Setelah dilakukan interogasi oleh pihak kepolisian, ternyata memang diakui adanya bisnis haram terselubung yang mengungkap UM sebagai dalang dari praktek prostitusi tersebut. Sebelumnya UM diketahui sebagai orang yang merekrut para PSK hingga nantinya dijual kepada lelaki hidung belang untuk meraup keuntungan secara pribadi.

Satria mengungkapkan bahwa “Tarifnya ialah berkisar antara Rp 300 ribu sampai Rp 800 ribu untuk sekali kencan dan pembagiannya untuk mucikari mendapat jatah 50 ribu dari setiap transaksi yang dilakukan.

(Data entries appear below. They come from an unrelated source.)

PR #11514, opened 2022-05-31
chore(Copy, CopyButton): update tests to RTL

### LINKED ISSUE #11509: Use RTL for testing in `Copy/Copy-test.js`

### LINKED ISSUE #11510: Use RTL for testing in `CopyButton/CopyButton-test.js`

jnm2377:
Closes #11509 
Closes #11510 

#### Changelog

- updates `Copy` & `CopyButton` tests to RTL

#### Testing / Reviewing

- make sure tests pass


abbeyhrt (approved):

packages/react/src/components/CopyButton/CopyButton-test.js
```diff
@@ -5,97 +5,112 @@
...
-    it('should call the click handler', () => {
-      const onClick = jest.fn();
-      const clickWrapper = mount(<CopyButton onClick={onClick} />);
-      clickWrapper.simulate('click');
-      expect(onClick).toHaveBeenCalled();
-    });
+    expect(button).toHaveClass('cds--copy-btn--animating');
+    setTimeout(() => {
+      expect(button).not.toHaveClass('cds--copy-btn--animating');
+    }, 5000); // custom feedback timeout
```
joshblack: For timers, could you update this to use [timer mocks](https://jestjs.io/docs/timer-mocks) (just so we don't have to wait 5s for the test to complete)

joshblack (changes requested):

packages/react/src/components/CopyButton/CopyButton-test.js
jnm2377: ooh, I hadn't heard of this. Looking at the example, I'm wondering how that might apply here (sorry, if it's obvious). Would it literally just be adding 
```js
jest.useFakeTimers(); 
jest.spyOn(global, 'setTimeout');
```
 before the timeout or before all the tests? Just trying to figure out what it looks like in this situation bc it's different than their example. I'm not just trying to test that the timeout was called, more so trying to check that the animation changes correctly & for the amount of time designated (feedback animation during and after the timeout).

joshblack: @jnm2377 I think in this case you could:

- At the top-level write `jest.useFakeTimers()`
- In the test, you can do:

```jsx
expect(button).toHaveClass('cds--copy-btn--animating');
jest.runAllTimers();
expect(button).not.toHaveClass('cds--copy-btn--animating');
```

joshblack (approved):

PR #11525, opened 2022-06-01
fix(react): remove focus on click for panels with interactive content

### LINKED ISSUE #11522: [Bug]: Tabs - panel is focused on click even when there is interactive content
### Package

@carbon/react

### Browser

_No response_

### Package version

1.02

### React version

_No response_

### Description

When the panel area is clicked, even if there is interactive content in the panel, the panel is focused and can mess with interactive elements click events. This only happens on click, not on key down. 

### Reproduction/example

In storybook 

### Steps to reproduce

Go to any tabs example and click the tab with an interactive content. 

### Code of Conduct

abbeyhrt:
Closes #11522 

Adds or removes a new interactive class if a panel has interactive content. This is to remove the visual focus that was still showing up on click. Also adds more consistent and better examples for interactive content in tab panels. 

#### Testing / Reviewing

I added a story called "InteractiveContentUpdates` where you can click a button that will toggle interactive content in the first panel. Try it out and make sure that there is no focus on the panel when there is interactive content, and that the inputs/buttons work as expected and then remove the interactive content and make sure there is now focus on the panel itself.


jnm2377 (approved):

dakahn (approved):

abbeyhrt:
Don't merge yet! What I have here works for fixed content but the TabPanel content can be updated to be interactive so it needs to cover that use case as well

packages/react/src/components/Tabs/next/Tabs.js
```diff
@@ -637,18 +637,56 @@ const TabPanel = React.forwardRef(function TabPanel(
...
+    function callback() {
+      const content = getInteractiveContent(node);
+      if (content) {
+        setInteractiveContent(true);
+        setTabIndex('-1');
+      }
+
+      setInteractiveContent(false);
+      setTabIndex('0');
+    }
```
joshblack: Should this be in an `else` block? Looking at this in the diff view, this seems like it would set interactive content / tab index if content is truthy and then would set it to false/0 afterwards

joshblack (changes requested):

joshblack (approved):

PR #11533, opened 2022-06-02
chore(project): add initial typescript setup and config

### LINKED ISSUE #11317: [Bug]: @carbon/react/icons module does not provide IDE import auto-complete
### Package

@carbon/react

### Browser

_No response_

### Package version

1.1.0

### React version

### Description

image

image

image

image

image

### CodeSandbox example

n/a

### Steps to reproduce

### Code of Conduct

joshblack:
Closes #11317 

This PR creates an initial TypeScript setup within the project for us to experiment with for the `@carbon/icons-react` package. It also includes an initial implementation of the types for this package based on what exists in DefinitelyTyped.

#### Changelog

**New**

- Add initial TypeScript configuration to the project and initial CI workflow
- Add `Icon.d.ts` to the icons-react package

**Changed**

- Update icon-build-helpers to emit a root `index.d.ts` file in a package
- Update icons-react to specify typings file and include in published package

**Removed**

#### Testing / Reviewing

- Go over TypeScript configuration to see if it:
  - Makes sense for our monorepo setup
  - Has relevant compiler option rules enabled
  - Is being correctly used by our `typecheck` command to identify type errors


tay1orjones (approved):

jnm2377 (approved):

packages/icons-react/types/Icon.d.ts
```diff
@@ -0,0 +1,41 @@
+/**
+ * Copyright IBM Corp. 2019, 2019
+ *
+ * This source code is licensed under the Apache-2.0 license found in the
+ * LICENSE file in the root directory of this source tree.
+ */
+
+import * as React from 'react';
+
+type IconSize = 16 | 20 | 24 | 32 | '16' | '20' | '24' | '32' | number | string;
```
SimeonC, line 10: If this is changed to `... | '32' | (number & {}) | (string & {})` then autocomplete in IDE's will prefer the actual values rather than a generic string/number but still won't force it. See https://github.com/microsoft/TypeScript/issues/29729#issuecomment-505826972

jharvey10: @joshblack Are there numbers outside of 16, 20, 24, and 32 that an Icon can use?

metonym:
`@types/carbon__icons-react` has been updated to [v11.5.0](https://www.npmjs.com/package/@types/carbon__icons-react). The DefinitelyTyped maintainers were kind enough to merge the [updated Carbon icons types](https://github.com/DefinitelyTyped/DefinitelyTyped/pull/61229).

Are there plans to revive this PR? One of the maintainers recommended [generating a single `index.d.ts`](https://github.com/DefinitelyTyped/DefinitelyTyped/pull/61229#issuecomment-1205852622), which is not dissimilar to the approach in this PR.

 If type definitions are shipped with the package, `@types/carbon__icons-react` can be removed for good.

peterblazejewicz:
There was another suggestion on DT, that could be even better, using inline JSDoc comments (`@type` and the family), so there no work (no artefacts build steps) required for TS support for all of those symbols, thx!
https://github.com/DefinitelyTyped/DefinitelyTyped/pull/52664#issuecomment-834800128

“ Para PSK juga merupakan warga lokal. Terdata lima dari total tujuh PSK adalah gadis berusia 15 hingga 17 tahun dan rata-rata mereka sudah tidak mengenyam pendidikan di bangku sekolah,” ungkap Satria sambal memperlihatkan foto-foto para PSK tersebut.

Berdasarkan interogasi dan pemeriksaan pihak kepolisian, dalam melakoni bisnis haramnya tersebut, UM sengaja menyediakan sebuah kamar di rumahnya sebagai tempat karaoke dan pesta minuman keras hingga ditemukan ada satu bilik yang berjarak kira-kira 50 meter di belakang rumah yang disulap menjadi “bilik esek-esek”

Dalam temuan kepolisian di lokasi, polisi menyita 3 buah ponsel milik UM yang digunakan guna mengatur transaksi serta mengkoneksikan PSK dengan para pelanggan.

Untuk mempertanggungjawabkan perbuatannya, UM dijerat pasal berlapis yaitu pasal 88 Jo PASAL 761 Undang-Undang Nomor 23 tahun 2002 tentang perlindungan anak, subsider pasal 296 KUHP lebih, subsider pasal 506 KUHP jo pasal 64 ayat 1 KUHP, dengan ancaman hukuman penjara maksimal 10 tahun.


Berdasarkan penelusuran kontributor KamiUpdate.com, kasus prostitusi dibawah umur bukan baru pertama kali terjadi di Gorontalo karena sebelumnya pada 06 September 2018 yang lalu, Polda Gorontalo juga telah berhasil mengungkap paktik prostitusi yang berkedok spa, salon dan tempat karaoke saat melaksanakan operasi patrol penyakit masyarakat (PEKAT) di Gorontalo.